To compare cross-validation accuracy between models, we split the total data into ten groups (5–6 samples in each group) and then iteratively generated PLSDA models based on nine groups the data, and tested the model with the unused group of data. We recorded if these test samples were accurately classified by the model, and compared the percent accuracy from all ten groups associated with one model to percent accuracy of other models. Statistical significance between models was evaluated by a standard one-way ANOVA with Tukey’s post hoc test. P-values < 0.05 were deemed significant.

Visualization of classification ability of LASSO-identified signature using clustering

Hierarchical clustering of the LASSO-identified signature based on blood and BAL proteins was generated with supervised average linkage clustering. Pearson’s correlation coefficient was used as the distance metric. Samples were colored by progression status as well as other clinical, radiologic, and genetic variables.

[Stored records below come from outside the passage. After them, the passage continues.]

PR #462, opened 2020-04-15
Correctly set 'release' in sphinx config.

anntzer:
... otherwise the version in the titlebar of the rendered docs on readthedocs.org is "1.0.0".


Nurdok:
Thanks! Merging.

Exploration of network interactions between progressor and non-progressor cohorts

Protein correlation networks were constructed separately for progressors and non-progressors using pairwise Pearson’s correlation coefficients between protein expression in the LASSO-identified signature within the two groups. Edge color and thickness correspond to coefficient value and statistical significance, respectively, with only significant correlations (p < 0.05) being shown. Node size is proportional to its degree of connectedness.

Investigating temporal dependences on progressor/non-progressor protein signatures

LASSO identified the minimum blood signature that differentiated the three collection time points (week 0, 48, and 80) in progressors and non-progressors separately. Trajectory PCA models33 were then created based on each of these signatures. A one-way ANOVA with Tukey’s post hoc test was used to evaluate the significance of temporal differences in protein expression by comparing the scores on PC1 at each collection time point. P-values < 0.05 were considered significant.

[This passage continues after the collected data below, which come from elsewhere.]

PR #467, opened 2020-04-28
fix: regex to catch inner functions doesn't catch asynchronous ones

matthieucan:
Hello, and thanks for the great tool!

This small PR fixes the case of detecting asynchronous inner functions, for D202 (inner classes and functions require an empty line between the outer function docstring and them). It is a follow-up of #426.

### DIFF
--- a/docs/release_notes.rst
+++ b/docs/release_notes.rst
@@ -14,6 +14,7 @@ New Features
 Bug Fixes
 
 * Update convention support documentation (#386, #393)
+* Detect inner asynchronous functions (#467)
 
 5.0.2 - January 8th, 2020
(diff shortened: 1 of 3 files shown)


docs/release_notes.rst
```diff
@@ -14,6 +14,7 @@ New Features
 Bug Fixes
 
 * Update convention support documentation (#386, #393)
+* Detect inner asynchronous functions (#467)
```
samj1912, line 17: One small comment - can you update this to say that it relates to D202?

matthieucan: Sure, done!

PR #470, opened 2020-05-04
Fix Module.is_public() when the module is not a the root

tibdex:
Thanks for submitting a PR!

### DIFF
--- a/src/pydocstyle/parser.py
+++ b/src/pydocstyle/parser.py
@@ -1,5 +1,6 @@
 """Python code parser."""
 
+import os
 import textwrap
 import tokenize as tk
 from itertools import chain, dropwhile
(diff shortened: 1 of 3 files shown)


src/pydocstyle/parser.py
```diff
@@ -117,7 +118,8 @@ def is_public(self):
 
         This helps determine if it requires a docstring.
         """
-        return not self.name.startswith('_') or self.name.startswith('__')
+        module_name = os.path.basename(self.name)
```
Nurdok, line 121: Can you please use `pathlib` instead of `os.path`?

samj1912:
@tibdex I think this is a good patch, can you please switch to pathlib so that we can merge this :)

src/tests/parser_test.py
```diff
@@ -1,6 +1,7 @@
 """Parser tests."""
 
 import io
+import os
```
Nurdok, line 4: Please use `pathlib` in this file, too.

samj1912:
@tibdex bump?

src/tests/parser_test.py
gbroques: Updated in PR #494.

tibdex:
See https://github.com/PyCQA/pydocstyle/pull/494#issuecomment-664320247.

Visualization of time-dependent scores with density plots

PC1 scores from each of the three time points in the trajectory PCA were fit to a kernel distribution. The kernel distribution was reconstructed into a probability density function using the fitdist function with the normal smoothing function and the default bandwidth value.

Software summary

All volcano plots, hierarchical clustering, heat maps, correlation networks, and density plots were completed using MATLAB (v2016b, MathWorks, Natick, MA). LASSO was implemented using MATLAB software39. PCA and PLSDA models, ROC curves, and VIP score calculations were generated using the PLS toolbox available in MATLAB (v8.2.1, Eigenvector, Mason, WA). All statistics, with the exception of Cochran’s Q test, were performed using Prism version 7.00 and version 8.00 (GraphPad software, San Diego, CA). Cochran’s Q test with McNemar’s post hoc test was done in R software version 3.5.1 (R Core Team, Vienna, Austria).